By running dm-export-repo
command with specifying the repository file and the output directory, it exports HTML files to the ouput directory. By default, it exports as HTML files.
[snaga@localhost tmp]$ dm-export-repo repo.db html
[2017-05-09 12:39:10] INFO: Created the output directory `html'.
[2017-05-09 12:39:10] INFO: The repository file `repo.db' has been opened.
[2017-05-09 12:39:10] INFO: Generated html/orcl.SCOTT.CUSTOMER.html.
[2017-05-09 12:39:10] INFO: Generated html/orcl.SCOTT.html.
[2017-05-09 12:39:10] INFO: Generated html/validation-valid.html.
[2017-05-09 12:39:10] INFO: Generated html/validation-invalid.html.
[2017-05-09 12:39:10] INFO: Generated html/index.html.
[2017-05-09 12:39:10] INFO: Generated html/index-tags.html.

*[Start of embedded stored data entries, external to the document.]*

PR #1109, opened 2024-02-20
Revert "feat: add tags to creator registration"

NdibeRaymond:
Reverts unstructuredstudio/zubhub#1082

there is an error in this PR that makes it impossible to register a new user. @yokwejuste you should look at this again and try to verify that it works before creating a PR again. I assumed you already did that so didn't test properly before merging. Possibly try to get the tests in `zubhub_backend/zubhub/creators/tests/test_views.py` to pass.

### DIFF
--- a/zubhub_backend/zubhub/creators/serializers.py
+++ b/zubhub_backend/zubhub/creators/serializers.py
@@ -8,7 +8,8 @@ from django.contrib.auth import get_user_model
 from django.utils.translation import gettext_lazy as _
 import csv
 from .admin import badges
-from .models import CreatorGroup, Creator, CreatorGroupMembership, Location, PhoneNumber, CreatorTag
+from .models import CreatorGroup, Creator, CreatorGroupMembership
+from .models import Location, PhoneNumber
 from allauth.account.models import EmailAddress
 from rest_auth.registration.serializers import RegisterSerializer
 from rest_auth.serializers import PasswordResetSerializer
@@ -198,8 +199,6 @@ class CustomRegisterSerializer(RegisterSerializer):
                                             queryset=Location.objects.all())
     bio = serializers.CharField(allow_blank=True, default="", max_length=255)
     subscribe = serializers.BooleanField(default=False)
-    creator_tags = serializers.SlugRelatedField(slug_field='name',
-                                                queryset=CreatorTag.objects.all())
 
     def validate_username(self, username):
         # Check if the value is a valid email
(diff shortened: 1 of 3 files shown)


yokwejuste:
Please this should work with @coderatomy new UI the signup

NdibeRaymond:
> Please this should work with @coderatomy new UI the signup

It does not work. I just tested it now

zubhub_backend/zubhub/creators/views.py
```diff
@@ -186,7 +188,6 @@ class RegisterCreatorAPIView(RegisterView):
             "location": "string",\n
             "bio": "",\n
             "subscribe": false\n
-            "creator_tags": "string",\n
```
NdibeRaymond, line 189: here you are specifying that `creator_tags` is a string, but you were treating it like an array everywhere else

zubhub_backend/zubhub/creators/serializers.py
```diff
@@ -248,22 +247,13 @@ def validate_location(self, location):
...
-        return creator_tags
-
     def get_cleaned_data(self):
         data_dict = super().get_cleaned_data()
         data_dict['phone'] = self.validated_data.get('phone', '')
         data_dict['dateOfBirth'] = self.validated_data.get('dateOfBirth', '')
         data_dict['location'] = self.validated_data.get('location', '')
         data_dict['bio'] = self.validated_data.get('bio', '')
         data_dict['subscribe'] = self.validated_data.get('subscribe', '')
-        data_dict['creator_tags'] = self.validated_data.get('creator_tags', [])
```
NdibeRaymond, line 266: here you treat `creator_tags` as an array

zubhub_backend/zubhub/creators/serializers.py
```diff
@@ -198,8 +199,6 @@ class CustomRegisterSerializer(RegisterSerializer):
                                             queryset=Location.objects.all())
     bio = serializers.CharField(allow_blank=True, default="", max_length=255)
     subscribe = serializers.BooleanField(default=False)
-    creator_tags = serializers.SlugRelatedField(slug_field='name',
```
NdibeRaymond, line 201: the syntax here is basically saying `Creator.objects.all().filter(name=<value of creator_tags coming from the frontend>)[0], or something like that`. But the value of the creator_tags coming from the frontend given the way we are trying to extract it and the default we are providing, is an array, so won't work

NdibeRaymond:
from the reviews above, you can see that you are mixing the `creator_tags` field. Treating it as an array in one place and treating it as string in others

PR #1120, opened 2024-03-01
use route hooks from the pagewrapper

### LINKED ISSUE #1121: Projects details view is not routed properly
**Describe the bug**
When we try to view any project (eg. https://zubhub.unstructured.studio/projects/0848243c-5381-45f3-bacb-e60c58fdda73) the request is redirected to https://zubhub.unstructured.studio/projects/undefined

**To Reproduce**
Go to Zubhub, list projects, then click on any project to view its detail. Address bar shows full route, https://zubhub.unstructured.studio/projects/0848243c-5381-45f3-bacb-e60c58fdda73 but the request is actually sent to https://zubhub.unstructured.studio/projects/undefined which returns 404

**Expected behavior**
We see project properly

**Screenshots**
image

coderatomy:
fixes https://github.com/unstructuredstudio/zubhub/issues/1121
fixes validation errors


coderatomy:
more work has to be done since `params` is extensively used https://github.com/search?q=repo%3Aunstructuredstudio%2Fzubhub%20props.params&type=code

zubhub_frontend/zubhub/src/views/create_project/script.js
```diff
@@ -693,21 +693,8 @@ export const validationSchema = Yup.object().shape({
...
-                value.split(',').forEach(material => {
-                    if (material) {
-                        is_empty = false;
-                    }
-                });
-
-            return !is_empty;
-        }),
-    category: Yup.string(),
+    materials_used: Yup.array().required('required'),
```
NdibeRaymond: No idea why we keep removing  validations instead of getting them to work properly

NdibeRaymond: If we are going to work on this then we should fix it completely

NdibeRaymond (changes requested):

NdibeRaymond:
> fixes #1121 fixes validation errors

* fixed  eslint  errors
*  improvements to App.js  and PageWrapper.jsx
* removed materials_used and category field validation issues. Those require their own issue and PR

PR #1122, opened 2024-03-02
Feat/new auth flow fix

yokwejuste:
## Summary
This PR is an implementation of the new auth flow.

Copy of #1081


NdibeRaymond:
You should also rebase, and fix the failing pre-commit changes. I posted the link to a video I made on zulip, about how to go about that

NdibeRaymond:
part of that failing pre-commit test is the little test we have on the backend for user creation. You need to update the test to make sure it passes. Right now it's failing, which is a pointer that the PR is failing. This looks to be the same PR that was reverted right?

PR #1126, opened 2024-03-20
fix: fixes errors

yokwejuste:
## Summary
Fixes the material used validation error during creation


tuxology (approved):
I am merging this one as an exception (even with failing pre-commit checks) since it is affecting the flow of new project creation @NdibeRaymond

PR #282, opened 2023-05-12
Use the selected knitting process' waste

magopian:
[user story](https://www.notion.so/Tricotage-adapter-taux-de-perte-8c6226030a734dfc90b3e17216b29b0b) : it was always the default product's knitting process' waste that was used, instead of the selected one's.


n1k0 (commented):
Looks good, though I'm surprised no API parameter and tests have been added?

n1k0:
Hmm sorry I was confused, it's not a new simulation parameter. Though I'd still have expected some tests to break and/or new ones to be added.

magopian:
I added tests, what do you think @n1k0 , is that enough?

n1k0:
Yeah sorry for the latency, added tests are good.

PR #286, opened 2023-05-22
Tooltips on comparative charts

magopian:
[user story](https://www.notion.so/Info-bulles-graphe-R-sultat-000634b5c7de4d3c902d1f1557b124b0)

### DIFF
--- a/src/Page/Food/Builder.elm
+++ b/src/Page/Food/Builder.elm
@@ -9,6 +9,7 @@ module Page.Food.Builder exposing
 
 import Browser.Events
 import Browser.Navigation as Navigation
+import Chart.Item as CI
 import Data.Bookmark as Bookmark exposing (Bookmark)
 import Data.Country as Country
 import Data.Dataset as Dataset
@@ -57,6 +58,7 @@ import Views.Impact as ImpactView
 import Views.Link as Link
 import Views.Modal as ModalView
 import Views.Spinner as Spinner
+import Views.Textile.ComparativeChart as ComparativeChart
 import Views.Transport as TransportView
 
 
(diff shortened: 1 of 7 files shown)


src/Page/Food/Builder.elm
```diff
@@ -91,6 +94,7 @@ type Msg
     | DeletePreparation Preparation.Id
     | LoadQuery Query
     | NoOp
+    | OnHover (List (CI.Many ComparativeChart.Entry CI.Any))
```
n1k0, line 97: Maybe name this msg slightly more explicitely eg. `OnChartHover` or `OnComparativeChartHover`?

src/Page/Food/Builder.elm
```diff
@@ -131,6 +135,7 @@ init ({ db, builderDb, queries } as session) trigram maybeQuery =
               , comparisonUnit = ComparatorView.PerKgOfProduct
               , displayChoice = ComparatorView.IndividualImpacts
               , modal = NoModal
+              , hovering = []
```
n1k0, line 138: Same, maybe `chartHovering` or `comparativeChartHovering`?

n1k0 (commented):
Looks nice, is it possible to decrease the font size and round the numbers though?

n1k0:
Also just wondering if there's any available API in elm-chart to have hovering applied on individual bar segments rather than on the whole segment itself?

src/Page/Food/Builder.elm
magopian: Renamed to `chartHovering`

n1k0 (approved):
The patch does the job, good work. We may want to investigate switching this chart to use Highcharts, but in another PR, later, if needed.

n1k0:
Hmm just tested the review app, we have this:
image

Is that expected?

magopian:
Yep, it's what we settled down to in the notion card ;)

PR #288, opened 2023-05-25
Reintroduce sub-scores, remove lettered scoring related code.

n1k0:


magopian:
oooooops my bad, I clicked on the button in the wrong window 😱

PR #290, opened 2023-05-30
add beef feedlot ingredient

paulboosz:


n1k0 (approved):
I'm so happy I heavily insisted so we add this ingredient variant without heavily refactoring the whole app :) Works like a charm.

n1k0 (approved):

PR #291, opened 2023-05-31
Spread food impact information over three tabs in the sidebar.

n1k0:
This is the first part of [this card](https://www.notion.so/Harmoniser-la-pr-sentation-du-d-tail-des-postes-entre-textile-et-alimentaire-c7530e3369e64dabaed7df8026bea733) (remaining work will be to add support for ecoscore to Textile — which should happen separately — and use the blocks provided by this patch to render impacts information tabs the same way we do for food here)


n1k0:
I need this patch to use the CardTabs stuff for a new feature, landing now.

PR #292, opened 2023-06-05
Allow exporting API requests from Web, expose Web url from API results.

n1k0:
[User Story](https://www.notion.so/fd0068a7db8348c584cd53a3eea399f2?v=37bf8aeb782747c3bf744ecaeafefd04)


magopian (approved):
That's awesome! I like the weburl which gives "two way" sharing between the UI and the API, well done 💯 

🚢

PR #293, opened 2023-06-06
Refactor aggregated scores

magopian:
The idea is to simplify the bonuses computation for food... and it's currently complicated because the aggregated scores must be computed before. And those are scattered around the food and textile codebases.

So isolate the `updateAggregatedScores` calls, and make sure there's only one (other than in tests) being called, right when we decode the impacts from the DB.

Then the rest of the computation for those aggregated scores happens just like the other impacts: they get multiplied by the quantity to get the total impact.

This has the benefit of
- not computing the scores so often for no real reason
- making sure we don't inadvertantly compute the sum of impacts, or bonuses, on an incomplete impact (if the aggregated score is not up to date)
- simplify the code

From what I could check, the only differences in the tests are rounding changes because the computation is done in a different order.

Previously:
- decode each **non aggregated** impact
- multiply each ** non aggregated** impact by the quantity chosen
- compute the aggregated impacts using the weighting and normalization of each of those computed impacts

Now:
- decode each **non aggregated** impact
- compute the aggregated impacts using the weighting and normalization of each of those impacts
- multiply each impact (included non aggregated) by the quantity chosen

Possible future work
- [ ] maybe limit the `Impact.updateAggregatedScores` calls so they are never called outside of `Impacts`... or replace all of them with `Impact.computeAggregatedScores` which is needed in some tests
- [ ] prevent the creation of `Impact.Impacts` from outside the module (make it an opaque type) so there's no way to inadvertantly create one with incorrect aggregated scores
    - [ ] this would need getting rid of `Impact.updateImpact` outside of the module (maybe have `insertImpact` that fails if the impact is already present, and that automatically computes the aggregatedScore)
    - [ ] and having proper constructors instead of both `noImpacts` and `impactsFromDefinitions` which seem somewhat redundant


src/Data/Food/Builder/Recipe.elm
```diff
@@ -165,7 +159,7 @@ compute db =
 
                     transformImpacts =
                         transform
-                            |> Maybe.map (computeProcessImpacts db.impacts >> List.singleton >> updateImpacts)
+                            |> Maybe.map (computeProcessImpacts >> List.singleton >> Impact.sumImpacts db.impacts)
```
n1k0, line 162: So we're creating a list with a single item which we sum. I'm pretty confident we could skip the singleton + sum stuff here.

src/Data/Food/Builder/Recipe.elm
```diff
@@ -203,39 +197,30 @@ compute db =
...
-                        updateImpacts
-                            [ ingredientsTotalImpacts
-                            , transformImpacts
-                            , ingredientsTransport.impacts
-                            ]
+                        [ ingredientsTotalImpacts
+                        , transformImpacts
+                        , ingredientsTransport.impacts
+                        ]
+                            |> Impact.sumImpacts db.impacts
```
n1k0, line 204: Nit: maybe keep the previous format?

```elm
Impact.sumImpacts db.impacts
    [ ingredientsTotalImpacts
    , transformImpacts
    , ingredientsTransport.impacts
    ]
```

n1k0 (approved):
Genius.

src/Data/Impact.elm
```diff
@@ -423,7 +436,7 @@ updateAggregatedScores : List Definition -> Impacts -> Impacts
 updateAggregatedScores definitions impacts =
     let
         aggregateScore getter trigram =
-            updateImpact trigram
+            AnyDict.insert trigram
                 (computeAggregatedScore getter definitions impacts)
```
n1k0, line 440: Nit: Maybe this form would be slightly clearer?

```elm
    aggregateScore getter trigram =
        impacts
            |> computeAggregatedScore getter definitions
            |> AnyDict.insert trigram
```

n1k0 (approved):

PR #296, opened 2023-06-08
More refactorings

magopian:
- a small rename to make sure we don't update an `Impact.Impacts` dict without later updating the aggregated scores
- load the well known processes at DB load (app load), instead of having to deal with results later on throughout the code

### DIFF
--- a/src/Data/Textile/Db.elm
+++ b/src/Data/Textile/Db.elm
@@ -19,6 +19,7 @@ type alias Db =
     , materials : List Material
     , products : List Product
     , transports : Distances
+    , wellKnown : Process.WellKnown
     }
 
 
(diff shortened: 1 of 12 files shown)


src/Data/Textile/Db.elm
```diff
@@ -53,5 +42,18 @@ decode =
...
+                                            result =
+                                                Process.loadWellKnown processes
+                                        in
+                                        case result of
+                                            Ok wellKnown ->
+                                                Decode.succeed (partiallyLoaded wellKnown)
+
+                                            Err err ->
+                                                Decode.fail err
+                                    )
```
n1k0, line 57: The same way you've used `RemoteData.fromResult`, you could use `Json.Decode.Extra.fromResult`:

```elm
import Json.Decode.Extra as DE

    |> Decode.andThen
        (\partiallyLoaded ->
            processes
                |> Process.loadWellKnown
                |> Result.map partiallyLoaded
                |> DE.fromResult
        )
```

n1k0 (approved):
Great job 👍

src/Data/Textile/Db.elm
magopian: ah yes true I wanted to do that, and forgot, thanks for the spot!

PR #297, opened 2023-06-08
Fixed WTU impacts and a few activities.

ccomb:
Fixed WTU impacts and a few activities


data/food/export_agb/export_builder.py
```diff
@@ -21,6 +20,7 @@
 BIOSPHERE = DBNAME + " biosphere"
 PROCESSES2EXPORT = "builder_processes_to_export.csv"
 INGREDIENTS_BASE = "ingredients_base.json"
+IMPACTS = "../../../public/data/impacts.json"  # TODO move the impact definition somewhere else and remove base impact
```
magopian, line 23: FYI in https://github.com/MTES-MCT/ecobalyse/pull/298 we're getting rid of this file altogether ;)

data/food/export_agb/export_builder.py
```diff
@@ -109,13 +128,22 @@ def compute_new_processes(activities, ingredients_base):
             for d in list(csv.DictReader(f, dialect="unix"))
         ]
 
-    # Parse the ingredients_base.json, which may contain complex ingredients to add/compute
+    # Parse the ingredients.json, which may contain complex ingredients to add/compute
```
magopian, line 131: Are we not loading `ingredients_base.json` anymore? If not, then maybe rename the global variable on the next line?

data/food/export_agb/export_builder.py
```diff
@@ -212,18 +244,32 @@ def compute_new_processes(activities, ingredients_base):
...
     with open(INGREDIENTS, "w") as outfile:
-        json.dump(ingredients_base, outfile, indent=2, ensure_ascii=False)
-        outfile.write("\n")  # Add a newline at the end of the file, as many editors do.
+        json.dump(ingredients, outfile, indent=2, ensure_ascii=False)
 
     # Add the new processes we computed for the complex ingredients
     export = [v["export_data"] for v in activities.values()] + new_processes
 
+    # compute the corrected impacts
+    print("Computing corrected impacts from weihgted subimpacts")
```
magopian, line 258: typo: `weighted`

data/food/export_agb/export_builder.py
```diff
@@ -212,18 +244,32 @@ def compute_new_processes(activities, ingredients_base):
...
+                if sub_impact_name in process["impacts"]:
+                    sub_impact = process["impacts"].get(sub_impact_name, 1)
+                    corrected_impact += sub_impact * correction_item["weighting"]
+                    del process["impacts"][sub_impact_name]
+            process["impacts"][impact_to_correct] = corrected_impact
+
     print(f"Export de {len(export)} procédés vers {BUILDER}")
     with open(BUILDER, "w") as outfile:
         json.dump(export, outfile, indent=2, ensure_ascii=False)
-        outfile.write("\n")  # Add a newline at the end of the file, as many editors do.
```
magopian, line 229: I believe @n1k0 asked me to do this, so when you open the exported file in an editor that adds a newline at the end of the file, it doesn't create a diff, so maybe it's better to keep it?

magopian (approved):
This looks good, impressive work!
A few questions regarding the loading of ingredients_base.json, other than that, looks good to me!

🚢

data/food/export_agb/export_builder.py
```diff
@@ -125,38 +153,42 @@ def compute_new_processes(activities, ingredients_base):
...
+        results = db.search(process["name"])
+        assert (
+            len(results) >= 1
+        ), f"In {PROCESSES2EXPORT}:{i}, searching this \"name\" field doesn't give a result: {process['name']}"
         activity = results[0]
-        activities[p["name"]] = {
+        activities[activity["Process identifier"]] = {
             "activity": activity,
-            "export_data": p,
+            "export_data": process,
```
n1k0, line 172: Now we're using "search strings" as process identifier proxies, it may be worth renaming that specific column and/or add a specific comment about this.

data/food/export_agb/export_builder.py
n1k0: Yes, please (thanks) 🙏

data/food/export_agb/ingredients_base.json
```diff
@@ -58,7 +58,7 @@
         "ratio": 0.0,
         "beyondLCA": {
           "agro-diversity": 50,
-          "agro-ecology": 0.5
+          "agro-ecology": 50
```
n1k0, line 61: I'm surprised with this change, are we sure this works with the way the Elm client currently decodes this data? 🤔

data/import_agribalyse.py
```diff
@@ -154,7 +154,13 @@ def import_agribalyse(
     agribalyse = bw2io.importers.simapro_csv.SimaProCSVImporter(
         datapath, dbname, normalize_biosphere=True
     )
-    agribalyse.strategies = [s for s in agribalyse.strategies if "water" not in repr(s)]
+    agribalyse.strategies = [
+        s
+        for s in agribalyse.strategies
+        if "water" not in repr(s)
+        and "normalize_simapro_biosphere_names" not in repr(s)
+        and "normalize_biosphere_names" not in repr(s)
```
n1k0, line 162: 💡 How about putting these in some `EXCLUDED_STRATEGIES` var…

data/import_method.py
```diff
@@ -30,14 +30,13 @@ def import_method(datapath=METHODPATH, project=PROJECT, biosphere=BIOSPHERE):
...
-    #        fix_localized_water_flows,
-    #    ]
-    #    + ef.strategies[8:]
-    # )
+    ef.strategies = [
+        s
+        for s in ef.strategies
+        if "water" not in repr(s)
+        and "normalize_simapro_biosphere_names" not in repr(s)
+        and "normalize_biosphere_names" not in repr(s)
```
n1k0, line 38: 💡… so we could reuse `EXCLUDED_STRATEGIES` here while maintaining it in a single place

n1k0 (commented):
Looks good! I'm only having questions about identifiers but other than that looks absolutely fantastic, great work 🎉

Ideally, we'd also want to introduce some activities impacts variation/regression test suite as mentioned this morning, though that would probably wants to be first landed on master, then this patch rebased over it, which may sounds like a little hassle. Up to you!

data/food/export_agb/export_builder.py
ccomb: ingredients_base.json is still parsed and the source of the ingredients.
This comment was changed during a too quick variable renaming...

data/food/export_agb/export_builder.py
ccomb: I suppose you mean the `name` column of the csv file. I renamed to `search`

data/food/export_agb/ingredients_base.json
ccomb: I was not sure but I blindly copied what I saw in the `plug-brightway-without-wtu` branch. 

I see that  in elm:
```
type alias Bonuses =
    { agroDiversity : Split  
    , agroEcology : Split
    , animalWelfare : Split    
    }
```
and 
```
type Split
    = Split Int
```
and `decodeBonuses` uses `decodePercent` which uses `Decode.int` and `fromPercent` and `fromPercent` expects 0 < n < 100

data/food/export_agb/ingredients_base.json
```diff
@@ -461,39 +460,18 @@
...
-        }
-      }
-    }
+    "visible": true
   },
   {
     "id": "eggplant",
     "name": "Aubergine",
-    "default": "Zucchini, conventional, national average, at farm gate {FR} U",
+    "default": "In-season eggplant consumption mix",
```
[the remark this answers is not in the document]
ccomb: Actually the reference information is the search string. Then during export, we retrive and expose the agribalyse identifiers so that people can rely on it to find the used processes.

Thinking about it, I'm not even sure we can define an invariable identifier, because even if the name/unit/location of a given process doesn't change between agribalyse and agribalyse N+1, the upstream processes can be different, which is enough to have a different identifier.  I guess we won't be able unique identifiers on a scope larger than a single database.

data/import_method.py
ccomb: done good idea

data/food/export_agb/ingredients_base.json
n1k0: Yes, I can see that, so the question is why was were these small floats before, and why was it working?

paulboosz (approved):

[2017-05-09 12:39:10] INFO: Generated html/index-schemas.html.
[2017-05-09 12:39:10] INFO: Generated html/glossary.html.
[2017-05-09 12:39:10] INFO: Copied the static directory to `html'.
[snaga@localhost tmp]$ ls -l html
total 140
-rw-rw-r-- 1 snaga snaga 5111 May 9 12:39 glossary.html
-rw-rw-r-- 1 snaga snaga 6037 May 9 12:39 index-schemas.html
-rw-rw-r-- 1 snaga snaga 5612 May 9 12:39 index-tags.html
-rw-rw-r-- 1 snaga snaga 6037 May 9 12:39 index.html
-rw-rw-r-- 1 snaga snaga 79360 May 9 12:39 orcl.SCOTT.CUSTOMER.html
-rw-rw-r-- 1 snaga snaga 6040 May 9 12:39 orcl.SCOTT.html
drwxr-xr-x 4 snaga snaga 4096 May 6 17:39 static
-rw-rw-r-- 1 snaga snaga 4466 May 9 12:39 validation-invalid.html
-rw-rw-r-- 1 snaga snaga 4704 May 9 12:39 validation-valid.html
[snaga@localhost tmp]$
By opening those HTML files with your web browser, you can see those metadata coming from the data dictionaries and data profiles coming from your actual tables.